> Extracted information:

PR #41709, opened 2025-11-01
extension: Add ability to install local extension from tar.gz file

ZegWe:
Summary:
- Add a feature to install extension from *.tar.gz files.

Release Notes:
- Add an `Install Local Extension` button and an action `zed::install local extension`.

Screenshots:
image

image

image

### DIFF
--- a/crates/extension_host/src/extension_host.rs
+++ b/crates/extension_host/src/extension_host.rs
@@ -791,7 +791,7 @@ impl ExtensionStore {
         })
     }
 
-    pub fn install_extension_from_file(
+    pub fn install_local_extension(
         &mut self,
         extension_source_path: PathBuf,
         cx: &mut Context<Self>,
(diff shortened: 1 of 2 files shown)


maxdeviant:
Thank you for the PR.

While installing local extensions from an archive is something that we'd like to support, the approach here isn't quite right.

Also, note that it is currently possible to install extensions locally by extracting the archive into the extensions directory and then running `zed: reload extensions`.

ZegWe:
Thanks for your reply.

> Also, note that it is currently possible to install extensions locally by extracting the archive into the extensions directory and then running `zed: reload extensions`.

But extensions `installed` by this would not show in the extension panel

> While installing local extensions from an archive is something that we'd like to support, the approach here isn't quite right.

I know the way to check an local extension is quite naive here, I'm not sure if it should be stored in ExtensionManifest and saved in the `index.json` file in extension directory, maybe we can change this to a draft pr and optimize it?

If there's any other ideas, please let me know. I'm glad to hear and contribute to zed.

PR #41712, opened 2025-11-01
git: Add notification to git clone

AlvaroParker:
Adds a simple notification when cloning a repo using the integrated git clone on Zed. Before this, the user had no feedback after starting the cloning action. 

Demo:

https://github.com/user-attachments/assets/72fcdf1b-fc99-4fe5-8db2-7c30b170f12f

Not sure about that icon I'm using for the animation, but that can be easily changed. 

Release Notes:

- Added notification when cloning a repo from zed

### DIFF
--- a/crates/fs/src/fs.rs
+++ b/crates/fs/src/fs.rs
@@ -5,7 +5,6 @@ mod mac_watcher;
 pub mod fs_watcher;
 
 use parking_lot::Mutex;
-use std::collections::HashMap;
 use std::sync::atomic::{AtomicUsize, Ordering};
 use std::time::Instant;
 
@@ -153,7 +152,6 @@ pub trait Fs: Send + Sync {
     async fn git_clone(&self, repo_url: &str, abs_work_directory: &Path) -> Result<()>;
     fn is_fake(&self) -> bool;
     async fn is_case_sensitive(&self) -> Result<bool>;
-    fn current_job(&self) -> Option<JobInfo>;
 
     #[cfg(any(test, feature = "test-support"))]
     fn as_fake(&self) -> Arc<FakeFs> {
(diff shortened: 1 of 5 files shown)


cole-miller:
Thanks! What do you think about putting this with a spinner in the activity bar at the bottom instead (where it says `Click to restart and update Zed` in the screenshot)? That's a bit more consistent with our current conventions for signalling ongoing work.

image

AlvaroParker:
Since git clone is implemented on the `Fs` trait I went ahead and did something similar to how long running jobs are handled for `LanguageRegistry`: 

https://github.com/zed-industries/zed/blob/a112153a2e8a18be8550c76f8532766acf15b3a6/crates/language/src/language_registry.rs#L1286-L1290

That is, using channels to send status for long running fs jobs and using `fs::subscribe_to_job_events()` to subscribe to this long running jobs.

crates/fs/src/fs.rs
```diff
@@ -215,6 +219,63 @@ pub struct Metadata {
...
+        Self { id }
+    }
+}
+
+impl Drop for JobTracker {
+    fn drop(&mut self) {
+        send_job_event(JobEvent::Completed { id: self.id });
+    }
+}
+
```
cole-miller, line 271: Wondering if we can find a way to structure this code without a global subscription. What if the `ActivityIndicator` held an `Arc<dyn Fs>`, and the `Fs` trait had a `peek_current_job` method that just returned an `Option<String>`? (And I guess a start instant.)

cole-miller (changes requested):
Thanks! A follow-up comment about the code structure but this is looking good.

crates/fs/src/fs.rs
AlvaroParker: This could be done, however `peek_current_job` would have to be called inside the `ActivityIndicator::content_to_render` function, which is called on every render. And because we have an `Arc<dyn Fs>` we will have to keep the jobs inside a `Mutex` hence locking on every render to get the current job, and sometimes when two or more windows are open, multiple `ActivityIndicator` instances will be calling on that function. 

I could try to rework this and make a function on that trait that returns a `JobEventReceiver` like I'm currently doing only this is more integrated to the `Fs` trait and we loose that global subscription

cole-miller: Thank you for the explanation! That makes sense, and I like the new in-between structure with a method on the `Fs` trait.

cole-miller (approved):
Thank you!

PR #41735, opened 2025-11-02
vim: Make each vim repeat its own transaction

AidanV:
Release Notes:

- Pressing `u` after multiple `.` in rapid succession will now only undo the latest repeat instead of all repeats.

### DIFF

---

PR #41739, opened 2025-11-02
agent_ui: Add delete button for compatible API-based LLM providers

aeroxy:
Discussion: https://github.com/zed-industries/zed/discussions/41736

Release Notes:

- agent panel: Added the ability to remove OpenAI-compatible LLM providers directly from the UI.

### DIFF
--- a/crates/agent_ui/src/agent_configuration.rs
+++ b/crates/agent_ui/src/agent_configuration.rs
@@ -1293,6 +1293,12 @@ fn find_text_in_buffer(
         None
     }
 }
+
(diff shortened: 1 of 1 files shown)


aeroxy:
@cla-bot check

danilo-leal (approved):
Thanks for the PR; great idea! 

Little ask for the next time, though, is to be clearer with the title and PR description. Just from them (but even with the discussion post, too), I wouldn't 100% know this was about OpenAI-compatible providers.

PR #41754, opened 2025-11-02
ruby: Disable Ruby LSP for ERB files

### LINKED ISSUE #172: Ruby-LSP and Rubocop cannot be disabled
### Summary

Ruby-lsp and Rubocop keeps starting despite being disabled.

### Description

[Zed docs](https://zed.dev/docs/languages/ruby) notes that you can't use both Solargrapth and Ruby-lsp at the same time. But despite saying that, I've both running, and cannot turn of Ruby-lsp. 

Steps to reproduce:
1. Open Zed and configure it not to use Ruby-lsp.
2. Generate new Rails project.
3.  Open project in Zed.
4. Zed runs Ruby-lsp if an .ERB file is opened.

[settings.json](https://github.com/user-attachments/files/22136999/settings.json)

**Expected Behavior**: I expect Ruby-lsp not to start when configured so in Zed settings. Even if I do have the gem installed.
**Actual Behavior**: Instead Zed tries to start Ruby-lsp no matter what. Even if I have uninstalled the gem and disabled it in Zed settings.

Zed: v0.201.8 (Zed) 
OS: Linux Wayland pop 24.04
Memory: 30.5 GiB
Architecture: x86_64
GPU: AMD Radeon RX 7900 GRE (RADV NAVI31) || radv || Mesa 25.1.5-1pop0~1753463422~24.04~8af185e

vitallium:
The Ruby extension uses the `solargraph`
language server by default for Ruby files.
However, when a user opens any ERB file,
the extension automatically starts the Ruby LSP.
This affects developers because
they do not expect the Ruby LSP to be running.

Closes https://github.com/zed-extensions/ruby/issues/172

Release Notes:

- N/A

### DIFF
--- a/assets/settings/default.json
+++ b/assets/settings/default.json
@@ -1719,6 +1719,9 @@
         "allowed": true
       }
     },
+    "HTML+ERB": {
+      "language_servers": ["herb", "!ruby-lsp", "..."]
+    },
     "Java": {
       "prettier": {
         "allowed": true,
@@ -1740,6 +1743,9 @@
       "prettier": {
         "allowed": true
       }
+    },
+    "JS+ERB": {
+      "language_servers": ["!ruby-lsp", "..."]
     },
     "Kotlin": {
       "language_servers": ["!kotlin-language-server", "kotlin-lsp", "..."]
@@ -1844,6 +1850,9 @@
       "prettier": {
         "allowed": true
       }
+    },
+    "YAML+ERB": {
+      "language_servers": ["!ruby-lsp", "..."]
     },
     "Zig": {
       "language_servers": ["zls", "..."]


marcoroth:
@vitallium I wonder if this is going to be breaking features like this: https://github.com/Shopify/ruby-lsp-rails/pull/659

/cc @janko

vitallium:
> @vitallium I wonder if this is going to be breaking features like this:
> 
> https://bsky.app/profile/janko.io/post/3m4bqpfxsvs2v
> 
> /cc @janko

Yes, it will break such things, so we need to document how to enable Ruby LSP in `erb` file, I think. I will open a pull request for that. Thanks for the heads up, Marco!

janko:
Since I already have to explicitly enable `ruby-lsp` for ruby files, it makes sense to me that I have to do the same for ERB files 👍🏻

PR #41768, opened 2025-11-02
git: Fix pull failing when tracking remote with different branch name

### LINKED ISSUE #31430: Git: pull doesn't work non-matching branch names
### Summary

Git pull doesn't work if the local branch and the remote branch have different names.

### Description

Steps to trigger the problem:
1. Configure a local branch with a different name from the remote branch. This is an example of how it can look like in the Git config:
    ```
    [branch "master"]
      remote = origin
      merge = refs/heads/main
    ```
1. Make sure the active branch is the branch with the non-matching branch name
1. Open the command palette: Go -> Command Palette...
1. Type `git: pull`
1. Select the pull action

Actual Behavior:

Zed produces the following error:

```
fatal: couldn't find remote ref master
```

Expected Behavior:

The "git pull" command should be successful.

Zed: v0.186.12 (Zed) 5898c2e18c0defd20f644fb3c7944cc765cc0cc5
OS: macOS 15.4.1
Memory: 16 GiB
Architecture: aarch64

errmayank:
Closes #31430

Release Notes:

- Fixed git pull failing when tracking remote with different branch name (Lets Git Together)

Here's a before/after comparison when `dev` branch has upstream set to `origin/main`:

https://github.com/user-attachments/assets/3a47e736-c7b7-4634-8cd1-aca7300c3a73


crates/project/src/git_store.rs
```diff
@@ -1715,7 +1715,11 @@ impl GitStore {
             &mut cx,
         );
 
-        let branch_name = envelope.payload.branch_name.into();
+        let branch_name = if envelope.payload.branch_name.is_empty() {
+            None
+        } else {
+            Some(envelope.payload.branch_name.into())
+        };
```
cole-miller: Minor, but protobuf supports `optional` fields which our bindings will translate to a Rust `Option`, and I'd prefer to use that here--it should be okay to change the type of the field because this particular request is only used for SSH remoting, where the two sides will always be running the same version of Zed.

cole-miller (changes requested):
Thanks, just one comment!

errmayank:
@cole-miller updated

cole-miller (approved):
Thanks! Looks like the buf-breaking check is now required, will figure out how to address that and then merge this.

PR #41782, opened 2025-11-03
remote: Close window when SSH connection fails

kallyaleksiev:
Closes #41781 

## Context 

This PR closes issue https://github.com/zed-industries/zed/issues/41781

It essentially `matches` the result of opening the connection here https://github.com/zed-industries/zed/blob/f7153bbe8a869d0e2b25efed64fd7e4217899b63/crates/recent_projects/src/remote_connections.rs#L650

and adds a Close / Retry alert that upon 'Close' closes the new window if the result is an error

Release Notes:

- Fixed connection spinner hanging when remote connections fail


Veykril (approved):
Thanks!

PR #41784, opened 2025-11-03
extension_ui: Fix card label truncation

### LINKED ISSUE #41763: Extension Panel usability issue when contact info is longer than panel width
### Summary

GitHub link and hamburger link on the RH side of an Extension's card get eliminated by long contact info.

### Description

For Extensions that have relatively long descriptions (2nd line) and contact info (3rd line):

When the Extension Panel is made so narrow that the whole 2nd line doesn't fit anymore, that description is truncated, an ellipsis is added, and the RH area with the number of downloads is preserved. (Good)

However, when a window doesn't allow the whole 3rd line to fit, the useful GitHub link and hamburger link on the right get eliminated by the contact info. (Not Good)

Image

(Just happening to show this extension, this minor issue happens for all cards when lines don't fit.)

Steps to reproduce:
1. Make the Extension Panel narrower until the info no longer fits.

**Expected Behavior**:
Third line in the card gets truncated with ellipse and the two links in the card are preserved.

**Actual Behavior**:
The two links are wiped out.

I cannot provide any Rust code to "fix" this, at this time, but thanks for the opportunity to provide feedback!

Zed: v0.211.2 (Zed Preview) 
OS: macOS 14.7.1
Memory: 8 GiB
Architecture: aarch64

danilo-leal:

---

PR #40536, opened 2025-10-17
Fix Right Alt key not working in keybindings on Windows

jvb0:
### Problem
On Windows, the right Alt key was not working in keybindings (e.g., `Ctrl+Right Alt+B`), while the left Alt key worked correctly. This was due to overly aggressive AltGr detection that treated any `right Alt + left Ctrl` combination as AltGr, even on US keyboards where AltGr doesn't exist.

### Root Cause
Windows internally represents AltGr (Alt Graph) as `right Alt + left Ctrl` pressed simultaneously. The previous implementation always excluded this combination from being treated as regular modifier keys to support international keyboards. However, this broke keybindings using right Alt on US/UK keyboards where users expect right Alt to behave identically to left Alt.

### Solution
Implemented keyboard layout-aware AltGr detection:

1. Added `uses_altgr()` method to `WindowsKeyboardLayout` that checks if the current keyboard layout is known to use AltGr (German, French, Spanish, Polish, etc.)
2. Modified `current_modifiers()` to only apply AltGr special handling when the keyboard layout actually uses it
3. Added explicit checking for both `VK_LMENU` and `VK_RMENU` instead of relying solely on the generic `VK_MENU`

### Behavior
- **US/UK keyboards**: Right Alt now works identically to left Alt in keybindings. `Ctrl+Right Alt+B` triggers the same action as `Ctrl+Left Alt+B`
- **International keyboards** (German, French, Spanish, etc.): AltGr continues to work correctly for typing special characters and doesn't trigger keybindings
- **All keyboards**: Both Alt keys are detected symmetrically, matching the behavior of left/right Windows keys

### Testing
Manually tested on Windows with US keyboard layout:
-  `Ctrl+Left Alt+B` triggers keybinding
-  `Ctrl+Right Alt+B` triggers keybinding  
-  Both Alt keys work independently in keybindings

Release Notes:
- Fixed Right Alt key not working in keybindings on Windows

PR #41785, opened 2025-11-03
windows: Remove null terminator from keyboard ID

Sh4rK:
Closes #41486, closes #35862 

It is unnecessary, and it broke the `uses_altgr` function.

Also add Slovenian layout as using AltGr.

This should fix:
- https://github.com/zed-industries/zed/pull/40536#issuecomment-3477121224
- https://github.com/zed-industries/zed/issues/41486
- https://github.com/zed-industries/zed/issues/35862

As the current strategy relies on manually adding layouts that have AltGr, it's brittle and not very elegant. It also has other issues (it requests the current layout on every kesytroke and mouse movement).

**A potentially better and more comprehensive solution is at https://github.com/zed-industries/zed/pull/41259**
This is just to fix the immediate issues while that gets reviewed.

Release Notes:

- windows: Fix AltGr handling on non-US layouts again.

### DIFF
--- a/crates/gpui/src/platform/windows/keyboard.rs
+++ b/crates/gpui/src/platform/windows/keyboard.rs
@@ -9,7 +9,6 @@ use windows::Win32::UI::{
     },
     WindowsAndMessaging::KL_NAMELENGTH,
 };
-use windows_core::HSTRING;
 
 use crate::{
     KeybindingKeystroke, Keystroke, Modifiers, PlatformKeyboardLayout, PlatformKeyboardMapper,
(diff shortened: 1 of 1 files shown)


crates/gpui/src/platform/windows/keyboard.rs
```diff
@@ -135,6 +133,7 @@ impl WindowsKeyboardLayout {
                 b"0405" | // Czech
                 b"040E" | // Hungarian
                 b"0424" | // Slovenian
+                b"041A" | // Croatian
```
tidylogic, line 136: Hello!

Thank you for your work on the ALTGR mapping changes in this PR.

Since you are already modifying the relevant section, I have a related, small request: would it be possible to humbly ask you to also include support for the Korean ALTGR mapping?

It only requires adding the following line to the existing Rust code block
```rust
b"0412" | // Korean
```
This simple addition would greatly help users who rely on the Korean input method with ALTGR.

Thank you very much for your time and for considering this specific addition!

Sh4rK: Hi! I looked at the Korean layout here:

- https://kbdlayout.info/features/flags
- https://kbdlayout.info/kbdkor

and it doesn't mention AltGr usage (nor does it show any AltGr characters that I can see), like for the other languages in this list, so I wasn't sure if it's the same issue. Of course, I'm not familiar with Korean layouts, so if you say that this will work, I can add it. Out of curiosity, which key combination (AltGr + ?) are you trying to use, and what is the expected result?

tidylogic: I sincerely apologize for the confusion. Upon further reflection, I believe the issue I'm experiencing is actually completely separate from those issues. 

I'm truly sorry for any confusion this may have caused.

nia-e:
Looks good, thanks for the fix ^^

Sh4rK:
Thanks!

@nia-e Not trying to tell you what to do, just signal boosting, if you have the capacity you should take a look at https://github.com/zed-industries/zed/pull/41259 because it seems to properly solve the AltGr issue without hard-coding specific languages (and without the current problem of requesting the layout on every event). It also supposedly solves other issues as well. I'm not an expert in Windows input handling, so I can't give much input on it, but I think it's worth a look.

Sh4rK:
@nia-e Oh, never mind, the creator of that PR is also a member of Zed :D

> What is needed: Take the lines above from the one containing "4. Zed runs" to the one containing "the gem installed." and retype them exactly, both ends included, with nothing added.

> Result of the task:
4. Zed runs Ruby-lsp if an .ERB file is opened.

[settings.json](https://github.com/user-attachments/files/22136999/settings.json)

**Expected Behavior**: I expect Ruby-lsp not to start when configured so in Zed settings. Even if I do have the gem installed.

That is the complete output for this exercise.